Sequential pretraining transferability

We verify the performance of each method when transfer learning is performed.

The above figure shows the experimental results, where B represents SSL with Base data, S represents SSL with Source data, and T represents SSL with Target data. For example, B+S represents SSL with ImageNet -> SSL with Source data, and B+S+T represents SSL with ImageNet -> SSL with Source data -> SSL with Target data.

In addition, the Source and Target data used are displayed at the top of each graph. For example, the left graph shows that ImageNet is used as the Base data, Chexpert as the Source data, and Chet-X-ray-kids as the Target data. The following is what we could confirm from the experimental results.

The best performance was obtained when SSL was performed with B+S+T (i.e., HPT).

Augmentation robustness

We test the robustness of data extensions when performing SSL. We perform SSL with fewer data extensions and use the features obtained after training to discriminate with a linear discriminator.

The data extensions used are RandomResizedCrop, ColorJitter, Grayscale, GaussianBlur, and RandomHorizontalFlip.

Also in this experiment, SSL by Source data is not performed in HPT, but SSL by ImageNet -> SSL by Target data.
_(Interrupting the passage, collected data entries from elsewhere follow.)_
PR #1585, opened 2022-02-02
chore(InlineEdit): use content-editable element for input

lee-chase:
Contributes to #1492 

#### What did you change?

- Replaces inline edit use of an input box with 'contentEditable'.
- No longer requires the CancellableEdit which can be removed.
- Used in page header, needs tweaking based on title height/location

Storybook and test.


packages/cloud-cognitive/src/components/InlineEdit/_inline-edit.scss
```diff
@@ -18,24 +18,196 @@
...
 // the Carbon import-once mechanism.
 @mixin inline-edit {
   // The block part of our conventional BEM class names (blockClass__E--M).
   $block-class: #{$pkg-prefix}--inline-edit;
 
-  .#{$block-class} {
+  @include block-wrap($block-class, 3) {
+    --size: #{$spacing-08};
+    --icon-size: #{$spacing-05};
+    --background-color: #{$ui-01};
```
dcwarwick, line 51: I think CSS variable names need to be scoped, as they are global once on the DOM. Our usual pattern here is to include the block-class, which seems a good plan, _i.e._
- `--#{$block-class}--size`
- `--#{$block-class}--icon-size`
- `--#{$block-class}--background-color`

packages/cloud-cognitive/src/components/InlineEdit/_inline-edit.scss
```diff
@@ -18,24 +18,196 @@
...
+}
+
 // Define all component styles in a mixin which is then exported using
 // the Carbon import-once mechanism.
 @mixin inline-edit {
   // The block part of our conventional BEM class names (blockClass__E--M).
   $block-class: #{$pkg-prefix}--inline-edit;
 
-  .#{$block-class} {
+  @include block-wrap($block-class, 3) {
```
dcwarwick, line 48: Woah there horsey...  I like the ingenuity here, but this feels like a big hammer. Depth 3? This is going to bloat the CSS considerably, with three copies of the whole block class on every CSS rule. I'm guessing you were fighting a specificity war, but one problem with this approach is that it passes the whole battle on to our users: if anyone wants to override any of the CSS styles, they are going to have to out-specify us, which means all those rules will need specificity 4 or more. It's going to be very hard to override any of our styles!

I think we should be a lot more selective -- if there are some rules that need extra specificity, we can add repeated classes there, rather than swamping our whole CSS in a three-level-deep specificity wrapper. One advantage of popping `&.#{$block-class}.#{$block-class} .#{$block-class}--entry-field {` on each affected rule is that it's a clear and maintainable declaration that we needed to boost the specificity here.

packages/cloud-cognitive/src/global/styles/_mixins.scss
```diff
@@ -5,8 +5,13 @@
...
 
-@mixin block-wrap($block-class) {
-  .#{$block-class} {
+@mixin block-wrap($block-class, $deep: 1) {
+  $selector: '';
+
+  @for $i from 1 through $deep {
+    $selector: $selector + '.' + $block-class;
+  }
+  #{$selector} {
```
dcwarwick, line 14: I don't think I like this. Well, I quite like it :-) but I'm not sure we should do it. It encourages the wrapping of great swathes of CSS in multi-class specificity wrappers that may be over the top and will bloat the CSS because these repeated classes will appear on every single CSS rule generated.

We could make this more efficient. For example,
```
@mixin block-wrap($block-class, $deep: 1) {
  $selector: $block-class;

  @for $i from 2 through $deep {
    $selector: $selector + ':not(\9)';
  }
  #{$selector} {
    @content;
  }
}
```
will I think achieve the same specificity with rather less bloat. However, I think it's actually better not to do this at all -- we should include the specificity boost on each rule that needs it, because that way we don't apply more specificity-busting than we need, and it is clear in the SCSS source which rules needed the specificity fixes.

dcwarwick (changes requested):

dcwarwick (approved):
LGTM. Bonus points for comments!

Issue #1590, opened 2022-02-04
Add hierarchy support to AddSelect


davidmenendez:
`AddSelect` needs to support nested lists.

PR #1591, opened 2022-02-04
fix(AddSelect): adds nested lists

davidmenendez:
Contributes to #1590 

adds nested list support to `AddSelect`. it works by keeping track of the levels in state `path`, which might look something like this

```
path = [
  { id: '1', label: 'the value used to display in the breadcrumb' },
  { id: '2', label: 'breadcrumb 2' },
];
```

every time the user click the button to go down another level an entry is added to `path`. then on render the `getFilteredItems` function is fired to filter the results. if a path is detected `path` is looped over to traverse the `items` array. the `id` in the `path` object corresponds to the id of the item, so while `path` is being looped over it's using `array.find` to locate the object in the array and then returns the list of `children` items to be displayed.

this is a tad messy, but i wanted to get the functionality working. my next step is to clean up and separate the code into their own files like the breadcrumbs.


dcwarwick (approved):
LGTM. Don't forget to award yourself a 2022 in the copyright headings at some point :-)

Issue #1618, opened 2022-02-10
add utility to MultiAddSelect to find and displayed selected items


davidmenendez:
the sidebar in `MultiAddSelect` needs an easy way to find and display items regardless of how nested the item is. my solution is to take the list of items and flatten it into a single array of items so that it can easily use `array.find`

so we turn something like this
```
const items = [{
  id: 1,
  value: item a,
  children: [{
    id: 2,
    value: item a-a,
  }],
}];
```

into
```
const items = [{
  id: 1,
  value: item a,
}, {
  id: 2,
  value: item a-a,
}];
```

now it can easily use `items.find` to find and display the selected items in the sidebar

PR #1619, opened 2022-02-10
fix: add select sidebar flatten

davidmenendez:
Contributes to #1618 

reworks the sidebar to use the carbon `Accordion` to display selected items and adds a utility function to flatten the list of items to make nested items easily searchable.


packages/cloud-cognitive/src/components/AddSelect/AddSelectSidebar.js
```diff
@@ -27,23 +40,32 @@ export let AddSelectSidebar = ({
...
-      </div>
+        </div>
+      )}
     </div>
   );
 };
 
 AddSelectSidebar.propTypes = {
   influencerTitle: PropTypes.string,
+  items: PropTypes.array,
```
matthewgallo, line 68: It also might be worth extending the prop types for `items` a bit now that it looks like an `id` property is required

ie:
```jsx
items: PropTypes.arrayOf(
  PropTypes.shape({
    value: PropTypes.string,
    id: PropTypes.oneOfType([PropTypes.string, PropTypes.number])
  })
)
```

I don't know if those are the correct prop types but giving a bit more depth as to the structure of `items` might be good.

davidmenendez: that's fair 👍

davidmenendez:
@matthewgallo updated the base `AddSelect` component to require required props in the items array

packages/cloud-cognitive/src/components/AddSelect/AddSelectSidebar.js
```diff
@@ -27,23 +40,32 @@ export let AddSelectSidebar = ({
...
-      <div className={`${blockClass}-body`}>
-        {multiSelection.length > 0 ? (
-          multiSelection.map((item) => <p key={item}>{item}</p>)
-        ) : (
+      {multiSelection.length > 0 ? (
+        <Accordion align="start">
+          {sidebarItems.map((item) => (
+            <AccordionItem title={item.value} key={item.id}>
+              {Object.keys(item).map((key) => (
+                <p key={key}>{`${key} - ${item[key]}`}</p>
```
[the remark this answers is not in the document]
davidmenendez: this is just temporary. i can make another update to this to clean it up.

matthewgallo (dismissed):

davidmenendez:
@matthewgallo also updated the sidebar string issue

The figures above show the results of our experiments. In each graph, the type of data extension used decreases as we go to the right. The following are confirmed from the experimental results.

Compared to Target, HPT maintained higher performance with reduced data extensions used.
HPT, when using Chexpert data (right panel), showed a performance decrease as we reduced the number of data extensions used, but it did not fall below Target's performance.

Pretraining data robustness

We test the robustness of the Target data used in self-supervised learning against the number of data.

The above figures show the experimental results. In each graph, the number of Target data used in SSL increases as we go to the right. The following is what we could confirm from the experimental results.

HPT outperformed the other methods for the smaller number of data available.
HPT-BN was superior to other methods when the number of available data was less than 5k.

summary

In this article, we introduced HPT for hierarchical SSL. We found that HPT is a simple yet powerful technique through verification experiments. We expect further development of HPT because it is a practical method that is easy to implement and saves both amounts of data and computation.